Section 5: Fee‑for‑Service Prior Authorizations : 5.1 General Information About Prior Authorization : 5.1.8 Prior Authorization for Nonemergency Ambulance Transport

5.1.8
According to 1 TAC §354.1111, nonemergency transport is defined as ambulance transport provided for a Medicaid client to or from a scheduled medical appointment, to or from a licensed facility for treatment, or to the client’s home after discharge from a hospital when the client has a medical condition such that the use of an ambulance is the only appropriate means of transportation (i.e., alternate means of transportation are medically contraindicated).
Refer to:
The Ambulance Services Handbook (Vol. 2, Provider Handbooks) for more information about ambulance services.
According to Human Resource Code (HRC) §32.024 (t), a Medicaid-enrolled physician, nursing facility, health-care provider, or other responsible party is required to obtain authorization before an ambulance is used to transport a client in circumstances not involving an emergency.

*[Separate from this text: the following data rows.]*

PR #3200, opened 2025-06-01
fix all miners having some level of fortune unintentionally

screret:
## What
in #156, Kila cleaned the code up before merging it and made the generic tool and the fortune-enchanted one the same. That caused all miners to have a fortune N tool (where N is the tier of the miner). Not exactly *ideal.*

## Implementation Details
removed that (also made the drop handling code more similar to 1.12's logic)

## Outcome
no more egregious amounts of ore from other mods

### DIFF
--- a/src/main/java/com/gregtechceu/gtceu/common/machine/trait/miner/LargeMinerLogic.java
+++ b/src/main/java/com/gregtechceu/gtceu/common/machine/trait/miner/LargeMinerLogic.java
@@ -19,6 +19,7 @@ import net.minecraft.world.level.chunk.ChunkAccess;
 import net.minecraft.world.level.storage.loot.LootContext;
 import net.minecraft.world.level.storage.loot.LootParams;
 import net.minecraft.world.level.storage.loot.functions.ApplyBonusCount;
+import net.minecraft.world.level.storage.loot.functions.LootItemFunction;
 import net.minecraft.world.level.storage.loot.parameters.LootContextParamSets;
 import net.minecraft.world.level.storage.loot.parameters.LootContextParams;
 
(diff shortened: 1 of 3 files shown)


src/main/java/com/gregtechceu/gtceu/common/machine/trait/miner/LargeMinerLogic.java
```diff
@@ -132,30 +135,21 @@ protected boolean hasPostProcessing() {
...
                                       LootParams.Builder builder) {
+        if (getDropCountMultiplier() <= 0) {
+            super.dropPostProcessing(blockDrops, outputs, blockState, builder);
+            return;
+        }
+        ItemStack fortunePick = this.pickaxeTool.copy();
+        fortunePick.enchant(Enchantments.BLOCK_FORTUNE, getDropCountMultiplier());
+        LootParams params = builder.withParameter(LootContextParams.TOOL, fortunePick)
+                .create(LootContextParamSets.BLOCK);
+        LootContext context = new LootContext.Builder(params).create(null);
```
omergunr100, line 146: Might be a nitpick, but you can have a static map of level -> loot context instance instead of re-allocating it every time, it probably won't matter much unless you have a ton of miners working at the same time with the same fortune tier so your choice.

omergunr100 (approved):

src/main/java/com/gregtechceu/gtceu/common/machine/trait/miner/LargeMinerLogic.java
screret: I did it this way because I'm not sure if querying loot modifies the context in any way.

PR #3208, opened 2025-06-01
use `InteractionResult.sidedSuccess` instead of calling `Player#swing` manually

screret:
## What
`sidedSuccess` will handle the arm swing animation for us and looks nicer

## Implementation Details
search & replace

## Outcome
less janktastic arm weirdness


YoungOnionMC (approved):

screret:
I still need to check if all of the methods are actually called on the client, so I'll look into that today.

PR #3221, opened 2025-06-05
Make tank widgets able to display the contents of the tank in the tooltip separately from the overlay

GirixK:
## What
makes the tank fluid amount overlay independent from showAmount

## Outcome
| Before | After |
|-|-|
|  image | image


src/main/java/com/gregtechceu/gtceu/api/gui/widget/TankWidget.java
```diff
@@ -388,7 +390,7 @@ public void drawInBackground(@NotNull GuiGraphics graphics, int mouseX, int mous
                         ((int) (width * drawnWidth)), ((int) (height * drawnHeight)));
             }
 
-            if (showAmount && !renderedFluid.isEmpty()) {
+            if (showAmount && showAmountOverlay && !renderedFluid.isEmpty()) {
```
screret, line 393: remove the `showAmount` check here

screret (dismissed):

src/main/java/com/gregtechceu/gtceu/api/gui/widget/TankWidget.java
GirixK: The reason I left it is because showAmountOverlay is always on by default, and if you disable showAmount, it means you have to disable showAmountOverlay too

I couldn't think of a scenario where you would ever want to have the overlay but not the tooltip, which is why I left it

screret: someone will inevitably make one up somehow so better to be safe than sorry IMO

Ghostipedia: > someone will inevitably make one up somehow so better to be safe than sorry IMO

I'm mostly in Agreement with Giri here. I don't think it's worth it to do this.

Ghostipedia (approved):

src/main/java/com/gregtechceu/gtceu/api/gui/widget/TankWidget.java
screret: could just make the setter for `showAmount` also set `showAmountOverlay` by default?

screret (approved):
Meh, it's fine. I'd still prefer if you juat changed the setter for `showAmount`, but this works.

PR #3242, opened 2025-06-19
Add Capes

screret:
## What
yay, unlockables!
Add the capes from CEu. No cape selector yet though, so the only way to change your cape currently is with the `/gtceu cape` command.
Server admins have the ability to unlock, lock and change anyone's cape via that same command.

## Implementation Details
Capes are registered via `RegisterGTCapesEvent` and you can add both unlockable and free ones.

Since the cape texture is loaded onto the player via the render event, mods that mixin the render method(s) instead, like CapeJS, will have priority over GT.

## Outcome
pride capes!!!! wow!!!! and also flat color ones but those dont matter as much

## Additional Information
Advancement unlocking test
Switching, unlocking and locking capes
Dev cape


screret:
oh yeah I did just forget to PR this didn't I

YoungOnionMC (approved):

PR #3239, opened 2025-06-18
Add ranged fluid output to recipes

NegaNote:
## What
Allow for ranged fluid output in recipes, along the same lines as with items.

## Implementation Details
Heavy changes to FluidIngredient itself and some minor ones to FluidRecipeCapability, but I've tried to keep compatibility the same.

## Outcome
Ranged fluid output is a thing.

## Potential Compatibility Issues
This *shouldn't* affect existing code, though I haven't been perfectly thorough (yet).

PR #3245, opened 2025-06-20
Add ranged fluid output to recipes V2

DilithiumThoride:
## What
Allow for ranged fluid output in recipes, along the same lines as with items.
This is a second attempt at #3239 because after NegaNote gave up on it yesterday my brain started to itch.

## Implementation Details
New subclass, IntProviderFluidIngredient. Intended to mirror the functionality of IntProviderItemIngredient onto Fluids.

## Additional Information
Implementation still unfinished. In its current state, RangedFluidOutputs are rerolled once on ServerStart but are not rerolled again after that point. I think the problem is in the Recipe Mapper because the IntProvider is getting stripped off in between recipes being written and recipes being read. (Given that IntProviderItemIngredients do _not_ have their IntProviders stripped off.) Need to investigate this further.

I'm trying to do this in a way that actually doesn't impact compatibility, and if I can solve the recipe JSON problem that just might be doable.


DilithiumThoride:
Updates:

- Ranged recipe output rolling works!
- No compatibility has broken.
- Ranged Outputs reroll their amounts way too much, i.e. every time anything tries to observe their value the value changes. I have tried turning this off but that just makes them always return an empty fluid stack. Needs work.
- The above issue is also causing Jade to display a new output value every tick. I don't think this is Jade's fault.
- Tooltips are _mostly_ correct, I don't like that EMI is showing the (current, meaningless) fluid amount, in stead of only showing the output range like it does for IntProviderItemIngredients
- Ranged fluid outputs can currently only be created through KubeJS, not GT internal. I wrote the KubeJS support first because I could make a working test case for it easier.
- Works in SSP, not yet tested in SMP

src/main/java/com/gregtechceu/gtceu/api/recipe/content/Content.java
```diff
@@ -111,12 +112,11 @@ public void drawRangeAmount(GuiGraphics graphics, float x, float y, int width, i
             int min = ingredient.getCountProvider().getMinValue();
             int max = ingredient.getCountProvider().getMaxValue();
             String s = String.format("%s-%s", min, max);
-            int color = 0xFFFFFF;
+            int color = 0xEEEE00;
```
screret: don't change this, the color is swapped to signify that we can't show the actual amount,

screret (changes requested):

src/main/java/com/gregtechceu/gtceu/api/recipe/content/Content.java
DilithiumThoride: My thinking was "swap color to denote Ranged Output rather than straight output", but, reverting

DilithiumThoride:
Updates round 2:
* Implemented support in GTRecipeBuilder and tested successfully
* Tested in SMP via localhost, no issues found.
* However, in trying to test GTRecipeBuilder support, I found that the GTRecipeBuilder support for _IntProviderIngredients_ (i.e. Ranged _Item_ Outputs) is actually broken (and I didn't touch that)
* EMI appears to now display the Max value of the ranged provider (and also the range); I'll call that "good enough"
* Jade bug is not yet fixed.

As I see it, the only real things that this PR still needs are fixing the Jade bug, and then the Spotless pass and workflow tests.

DilithiumThoride:
Okay. I'm trying to open a new PR to fix that issue found with IntProviderIngredients but GitHub itself doesn't want to let me open a new PR because of how it handles forking a project. So in order to be able to do that and this at the same time I need to close this PR, destroy the branch it's on, and then create a new fork with two new branches, one for this and one for the other bugfix. This is rather frustrating but it's the only way I can see to be able to have my bug and fix it too.

screret:
Huh?
You can just. Push a new branch
You ahouldn't be working on a main branch anyway.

HRC states that a provider of nonemergency ambulance transport is entitled to payment from the nursing facility, health-care provider, or other responsible party that requested the service if payment under the Medical Assistance Program is denied because of lack of prior authorization and the ambulance provider submits a copy of the claim for which payment was denied.
Refer to:
The Medical Transportation Program Handbook (Vol. 2, Provider Handbooks) for more information about the Medical Transportation Program.
TMHP responds to nonemergency transport prior authorization requests within 2 business days of receipt of requests for 60 days or less. Providers should submit all requests for a prior authorization number (PAN) in sufficient time to allow TMHP to issue the PAN before the date of the intended transport.
If the client’s medical condition is not appropriate for transport by ambulance, nonemergency ambulance services are not a benefit. Prior authorization is a condition for reimbursement but is not a guarantee of payment. The client and provider must meet all of the Medicaid requirements, such as client eligibility and claim filing deadlines.
Medicaid providers who participate in one of the Medicaid Managed Care health maintenance organization (HMO) plans must follow the HMO’s prior authorization requirements.
The TMHP Ambulance Unit reviews the prior authorization request to determine whether the client’s medical condition is appropriate for transport by ambulance. Incomplete information may cause the request to be suspended for additional medical information or be denied.
The following information helps TMHP determine the appropriateness of the transport:
An explanation of the client’s physical condition that establishes the medical necessity for transport. The explanation must clearly state the client’s condition requiring transport by ambulance.
Prior authorization is required when an extra attendant is needed for any nonemergency transport.
When a client’s condition changes, such as a need for oxygen or additional monitoring during transport, the prior authorization request must be updated.